*Your assignment*:
Using the entries below, show all lines with the string "ones".

*Supplied data*:
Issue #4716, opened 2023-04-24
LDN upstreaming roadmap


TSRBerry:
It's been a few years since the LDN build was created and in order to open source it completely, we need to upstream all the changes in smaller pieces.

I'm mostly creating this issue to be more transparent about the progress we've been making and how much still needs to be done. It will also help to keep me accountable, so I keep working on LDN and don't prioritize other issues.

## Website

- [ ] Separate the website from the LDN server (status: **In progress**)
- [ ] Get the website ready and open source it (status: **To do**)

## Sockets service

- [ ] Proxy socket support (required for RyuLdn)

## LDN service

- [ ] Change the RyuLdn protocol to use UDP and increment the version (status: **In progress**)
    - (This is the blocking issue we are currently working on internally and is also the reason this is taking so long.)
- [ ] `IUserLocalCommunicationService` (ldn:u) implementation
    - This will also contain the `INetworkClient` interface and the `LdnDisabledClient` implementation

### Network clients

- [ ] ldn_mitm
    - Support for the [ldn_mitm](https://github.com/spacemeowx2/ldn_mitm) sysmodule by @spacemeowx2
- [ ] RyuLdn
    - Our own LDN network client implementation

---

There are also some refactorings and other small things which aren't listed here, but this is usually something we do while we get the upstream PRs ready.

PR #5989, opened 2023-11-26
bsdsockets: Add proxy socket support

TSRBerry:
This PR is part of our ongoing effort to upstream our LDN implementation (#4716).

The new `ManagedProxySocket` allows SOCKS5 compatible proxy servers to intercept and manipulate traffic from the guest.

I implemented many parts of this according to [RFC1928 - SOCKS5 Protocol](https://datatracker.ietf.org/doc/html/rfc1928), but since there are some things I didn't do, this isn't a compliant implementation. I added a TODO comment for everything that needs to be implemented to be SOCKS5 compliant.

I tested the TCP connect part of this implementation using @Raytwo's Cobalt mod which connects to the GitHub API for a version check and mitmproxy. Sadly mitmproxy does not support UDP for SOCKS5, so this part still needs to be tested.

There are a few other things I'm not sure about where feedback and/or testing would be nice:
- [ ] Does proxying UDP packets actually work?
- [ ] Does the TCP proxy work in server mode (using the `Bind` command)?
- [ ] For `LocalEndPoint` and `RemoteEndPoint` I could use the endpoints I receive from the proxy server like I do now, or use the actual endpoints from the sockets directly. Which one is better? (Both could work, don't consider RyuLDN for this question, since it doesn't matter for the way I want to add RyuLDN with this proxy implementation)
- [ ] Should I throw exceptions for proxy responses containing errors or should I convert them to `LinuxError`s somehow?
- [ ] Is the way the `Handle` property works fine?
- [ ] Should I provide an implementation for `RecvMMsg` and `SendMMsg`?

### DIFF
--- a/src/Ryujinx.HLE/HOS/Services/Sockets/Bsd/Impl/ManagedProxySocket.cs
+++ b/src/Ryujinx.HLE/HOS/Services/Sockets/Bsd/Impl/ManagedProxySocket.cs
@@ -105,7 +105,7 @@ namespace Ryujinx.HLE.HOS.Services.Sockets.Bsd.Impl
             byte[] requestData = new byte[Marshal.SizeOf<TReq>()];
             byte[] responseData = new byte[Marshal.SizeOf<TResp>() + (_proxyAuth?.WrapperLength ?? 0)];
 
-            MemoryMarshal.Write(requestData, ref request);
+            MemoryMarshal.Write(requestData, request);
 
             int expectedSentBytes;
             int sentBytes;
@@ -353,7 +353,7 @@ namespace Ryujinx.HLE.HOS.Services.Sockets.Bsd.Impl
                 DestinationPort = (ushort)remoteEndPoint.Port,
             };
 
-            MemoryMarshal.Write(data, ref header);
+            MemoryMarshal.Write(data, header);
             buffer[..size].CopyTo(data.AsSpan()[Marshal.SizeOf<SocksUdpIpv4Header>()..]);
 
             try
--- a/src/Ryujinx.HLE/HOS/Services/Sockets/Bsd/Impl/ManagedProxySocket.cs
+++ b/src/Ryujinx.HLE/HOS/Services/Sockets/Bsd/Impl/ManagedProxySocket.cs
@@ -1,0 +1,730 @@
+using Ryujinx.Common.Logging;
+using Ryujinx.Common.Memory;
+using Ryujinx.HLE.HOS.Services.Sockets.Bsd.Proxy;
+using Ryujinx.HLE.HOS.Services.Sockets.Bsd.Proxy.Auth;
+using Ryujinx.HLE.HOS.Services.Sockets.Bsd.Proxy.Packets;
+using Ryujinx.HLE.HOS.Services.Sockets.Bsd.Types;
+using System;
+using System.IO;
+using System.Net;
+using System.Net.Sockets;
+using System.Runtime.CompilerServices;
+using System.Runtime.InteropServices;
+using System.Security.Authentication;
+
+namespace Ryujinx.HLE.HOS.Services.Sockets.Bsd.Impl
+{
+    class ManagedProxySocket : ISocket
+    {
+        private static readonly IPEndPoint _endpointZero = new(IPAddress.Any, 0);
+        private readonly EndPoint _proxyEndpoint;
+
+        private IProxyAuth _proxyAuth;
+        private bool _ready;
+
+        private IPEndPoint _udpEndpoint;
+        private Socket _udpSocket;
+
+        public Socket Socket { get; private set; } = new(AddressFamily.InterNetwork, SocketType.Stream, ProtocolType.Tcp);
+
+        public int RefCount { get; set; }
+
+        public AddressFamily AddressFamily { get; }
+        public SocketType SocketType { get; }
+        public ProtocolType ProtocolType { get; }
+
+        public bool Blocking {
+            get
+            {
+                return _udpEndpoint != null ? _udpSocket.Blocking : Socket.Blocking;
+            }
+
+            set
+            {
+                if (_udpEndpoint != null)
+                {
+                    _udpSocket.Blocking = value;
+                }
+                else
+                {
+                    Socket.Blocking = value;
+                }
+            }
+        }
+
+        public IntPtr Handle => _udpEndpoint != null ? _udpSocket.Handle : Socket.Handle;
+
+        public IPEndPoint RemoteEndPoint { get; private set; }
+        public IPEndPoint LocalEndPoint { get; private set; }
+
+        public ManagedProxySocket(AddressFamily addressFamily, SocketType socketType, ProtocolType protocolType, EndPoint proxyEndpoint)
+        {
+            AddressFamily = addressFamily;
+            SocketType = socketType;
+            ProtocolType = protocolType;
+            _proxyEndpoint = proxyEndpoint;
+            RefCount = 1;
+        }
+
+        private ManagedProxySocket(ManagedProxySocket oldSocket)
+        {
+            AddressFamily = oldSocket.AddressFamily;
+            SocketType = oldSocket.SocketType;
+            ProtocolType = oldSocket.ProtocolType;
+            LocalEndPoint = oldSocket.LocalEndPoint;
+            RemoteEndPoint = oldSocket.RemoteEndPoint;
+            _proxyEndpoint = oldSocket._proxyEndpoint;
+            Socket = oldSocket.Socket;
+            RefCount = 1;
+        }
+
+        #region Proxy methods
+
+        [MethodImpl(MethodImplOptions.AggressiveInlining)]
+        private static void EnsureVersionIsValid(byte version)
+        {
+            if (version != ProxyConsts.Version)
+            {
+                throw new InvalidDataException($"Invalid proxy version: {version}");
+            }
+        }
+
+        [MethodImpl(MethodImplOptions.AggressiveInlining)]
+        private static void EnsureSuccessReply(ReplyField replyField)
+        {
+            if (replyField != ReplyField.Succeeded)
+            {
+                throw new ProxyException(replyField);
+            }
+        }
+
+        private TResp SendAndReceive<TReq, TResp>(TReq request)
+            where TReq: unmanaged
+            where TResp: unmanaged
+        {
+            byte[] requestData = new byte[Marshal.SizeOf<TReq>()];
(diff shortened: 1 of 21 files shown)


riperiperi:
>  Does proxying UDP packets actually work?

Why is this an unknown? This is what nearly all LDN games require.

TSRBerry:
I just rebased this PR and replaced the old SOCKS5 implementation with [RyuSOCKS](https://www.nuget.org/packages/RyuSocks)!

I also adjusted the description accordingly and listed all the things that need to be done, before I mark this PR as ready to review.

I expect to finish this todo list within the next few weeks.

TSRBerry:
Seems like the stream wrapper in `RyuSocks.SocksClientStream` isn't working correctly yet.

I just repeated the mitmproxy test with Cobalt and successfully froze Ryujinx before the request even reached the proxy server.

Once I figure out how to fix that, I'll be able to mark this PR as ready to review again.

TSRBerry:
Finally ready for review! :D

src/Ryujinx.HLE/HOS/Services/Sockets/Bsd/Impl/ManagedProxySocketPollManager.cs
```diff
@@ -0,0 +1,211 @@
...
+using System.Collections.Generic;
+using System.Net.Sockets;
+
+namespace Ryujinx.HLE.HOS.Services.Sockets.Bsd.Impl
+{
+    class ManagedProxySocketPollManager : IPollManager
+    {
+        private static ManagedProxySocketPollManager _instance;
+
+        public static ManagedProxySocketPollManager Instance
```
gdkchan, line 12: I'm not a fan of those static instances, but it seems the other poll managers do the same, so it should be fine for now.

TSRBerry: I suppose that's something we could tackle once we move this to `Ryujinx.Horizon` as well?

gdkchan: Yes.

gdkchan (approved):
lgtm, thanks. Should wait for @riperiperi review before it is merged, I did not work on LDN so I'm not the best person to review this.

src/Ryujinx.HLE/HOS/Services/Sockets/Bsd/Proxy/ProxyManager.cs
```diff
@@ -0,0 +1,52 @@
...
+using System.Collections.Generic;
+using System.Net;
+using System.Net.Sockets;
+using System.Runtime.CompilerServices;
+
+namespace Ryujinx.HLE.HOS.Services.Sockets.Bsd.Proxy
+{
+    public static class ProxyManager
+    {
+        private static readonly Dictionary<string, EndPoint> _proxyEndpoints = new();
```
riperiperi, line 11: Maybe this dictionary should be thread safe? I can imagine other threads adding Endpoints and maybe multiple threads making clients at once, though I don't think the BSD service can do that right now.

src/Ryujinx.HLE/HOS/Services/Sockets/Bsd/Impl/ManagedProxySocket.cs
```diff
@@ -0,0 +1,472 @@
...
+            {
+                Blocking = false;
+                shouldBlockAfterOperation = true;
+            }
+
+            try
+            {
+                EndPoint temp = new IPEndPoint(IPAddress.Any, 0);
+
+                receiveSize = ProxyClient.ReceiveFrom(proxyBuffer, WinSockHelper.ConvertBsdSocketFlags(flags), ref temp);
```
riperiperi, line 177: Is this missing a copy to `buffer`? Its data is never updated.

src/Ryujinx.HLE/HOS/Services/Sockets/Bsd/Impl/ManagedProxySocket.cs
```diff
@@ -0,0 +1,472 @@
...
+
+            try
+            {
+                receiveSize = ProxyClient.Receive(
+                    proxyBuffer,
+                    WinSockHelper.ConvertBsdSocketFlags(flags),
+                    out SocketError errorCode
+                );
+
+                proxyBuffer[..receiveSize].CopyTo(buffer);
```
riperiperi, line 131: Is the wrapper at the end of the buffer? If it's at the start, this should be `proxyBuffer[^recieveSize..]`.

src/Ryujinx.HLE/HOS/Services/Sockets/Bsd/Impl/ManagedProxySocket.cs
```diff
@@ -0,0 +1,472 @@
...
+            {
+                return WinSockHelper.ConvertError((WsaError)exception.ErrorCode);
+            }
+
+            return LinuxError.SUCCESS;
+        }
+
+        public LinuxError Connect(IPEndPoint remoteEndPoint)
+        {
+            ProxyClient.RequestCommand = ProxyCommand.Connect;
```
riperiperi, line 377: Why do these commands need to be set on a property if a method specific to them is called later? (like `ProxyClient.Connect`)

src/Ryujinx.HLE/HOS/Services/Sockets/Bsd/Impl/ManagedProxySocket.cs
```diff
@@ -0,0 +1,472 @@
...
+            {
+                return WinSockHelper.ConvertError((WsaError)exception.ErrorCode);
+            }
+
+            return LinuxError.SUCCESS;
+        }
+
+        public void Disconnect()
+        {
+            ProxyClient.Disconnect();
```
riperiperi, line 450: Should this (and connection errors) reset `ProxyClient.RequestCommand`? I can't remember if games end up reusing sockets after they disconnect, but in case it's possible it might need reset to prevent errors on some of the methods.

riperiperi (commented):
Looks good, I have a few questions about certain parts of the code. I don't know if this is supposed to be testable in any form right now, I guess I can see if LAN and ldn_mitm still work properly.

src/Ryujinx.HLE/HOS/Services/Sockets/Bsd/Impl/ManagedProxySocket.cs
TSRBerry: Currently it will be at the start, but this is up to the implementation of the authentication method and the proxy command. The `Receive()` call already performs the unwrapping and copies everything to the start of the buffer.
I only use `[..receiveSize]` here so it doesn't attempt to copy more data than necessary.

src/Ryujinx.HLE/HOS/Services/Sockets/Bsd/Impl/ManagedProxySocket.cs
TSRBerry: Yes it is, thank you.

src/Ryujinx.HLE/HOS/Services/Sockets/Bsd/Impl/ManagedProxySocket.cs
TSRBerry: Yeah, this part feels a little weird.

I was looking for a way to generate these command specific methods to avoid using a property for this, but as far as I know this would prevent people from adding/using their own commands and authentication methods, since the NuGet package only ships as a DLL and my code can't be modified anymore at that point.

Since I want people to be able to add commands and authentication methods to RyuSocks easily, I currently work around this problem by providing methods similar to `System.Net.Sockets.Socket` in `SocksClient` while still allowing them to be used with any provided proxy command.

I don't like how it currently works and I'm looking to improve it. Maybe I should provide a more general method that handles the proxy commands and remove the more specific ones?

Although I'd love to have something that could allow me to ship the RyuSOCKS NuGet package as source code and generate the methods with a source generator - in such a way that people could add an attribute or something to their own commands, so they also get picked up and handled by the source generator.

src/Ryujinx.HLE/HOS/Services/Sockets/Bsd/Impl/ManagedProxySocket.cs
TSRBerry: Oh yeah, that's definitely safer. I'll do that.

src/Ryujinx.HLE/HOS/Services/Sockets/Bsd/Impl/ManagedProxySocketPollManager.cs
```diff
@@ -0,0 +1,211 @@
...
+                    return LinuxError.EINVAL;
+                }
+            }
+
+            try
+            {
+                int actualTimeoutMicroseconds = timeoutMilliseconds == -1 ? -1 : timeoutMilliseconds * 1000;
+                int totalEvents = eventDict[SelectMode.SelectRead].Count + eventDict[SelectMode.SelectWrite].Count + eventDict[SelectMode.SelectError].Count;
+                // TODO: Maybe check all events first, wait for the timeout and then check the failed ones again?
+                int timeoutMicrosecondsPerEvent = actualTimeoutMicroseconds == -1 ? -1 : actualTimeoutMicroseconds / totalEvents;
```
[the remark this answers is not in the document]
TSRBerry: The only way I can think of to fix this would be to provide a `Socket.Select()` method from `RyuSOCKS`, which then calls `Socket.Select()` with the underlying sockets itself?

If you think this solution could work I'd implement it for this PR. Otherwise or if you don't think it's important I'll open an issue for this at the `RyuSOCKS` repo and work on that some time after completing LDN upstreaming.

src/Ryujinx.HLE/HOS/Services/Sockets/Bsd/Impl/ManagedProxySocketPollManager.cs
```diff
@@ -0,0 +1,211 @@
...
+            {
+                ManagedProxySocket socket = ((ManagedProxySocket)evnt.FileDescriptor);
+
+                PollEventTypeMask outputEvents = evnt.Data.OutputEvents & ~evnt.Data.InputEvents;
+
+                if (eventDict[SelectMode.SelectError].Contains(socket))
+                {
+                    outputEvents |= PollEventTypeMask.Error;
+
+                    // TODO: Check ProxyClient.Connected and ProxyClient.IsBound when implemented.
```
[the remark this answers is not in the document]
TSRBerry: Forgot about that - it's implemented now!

---

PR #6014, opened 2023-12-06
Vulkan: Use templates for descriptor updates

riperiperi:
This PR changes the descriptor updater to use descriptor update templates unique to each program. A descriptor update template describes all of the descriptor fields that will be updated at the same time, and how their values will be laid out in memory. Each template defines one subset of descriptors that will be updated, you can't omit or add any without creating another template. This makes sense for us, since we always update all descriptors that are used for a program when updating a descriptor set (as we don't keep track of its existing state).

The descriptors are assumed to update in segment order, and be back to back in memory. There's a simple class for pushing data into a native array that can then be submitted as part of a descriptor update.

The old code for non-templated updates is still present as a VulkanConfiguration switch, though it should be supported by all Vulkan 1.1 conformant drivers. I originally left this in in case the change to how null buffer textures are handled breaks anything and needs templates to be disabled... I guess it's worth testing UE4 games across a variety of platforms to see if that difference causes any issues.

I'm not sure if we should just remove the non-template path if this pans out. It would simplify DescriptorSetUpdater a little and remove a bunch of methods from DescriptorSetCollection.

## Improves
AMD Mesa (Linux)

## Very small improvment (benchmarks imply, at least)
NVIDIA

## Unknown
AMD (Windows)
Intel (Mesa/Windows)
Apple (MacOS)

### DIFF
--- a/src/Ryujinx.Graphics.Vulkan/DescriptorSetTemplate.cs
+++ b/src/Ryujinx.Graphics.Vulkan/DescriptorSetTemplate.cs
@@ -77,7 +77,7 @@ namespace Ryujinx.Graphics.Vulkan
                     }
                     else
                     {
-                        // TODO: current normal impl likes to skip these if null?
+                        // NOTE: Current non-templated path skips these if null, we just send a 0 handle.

*Response*:
I don't like how it currently works and I'm looking to improve it. Maybe I should provide a more general method that handles the proxy commands and remove the more specific ones?
+                // TODO: Maybe check all events first, wait for the timeout and then check the failed ones again?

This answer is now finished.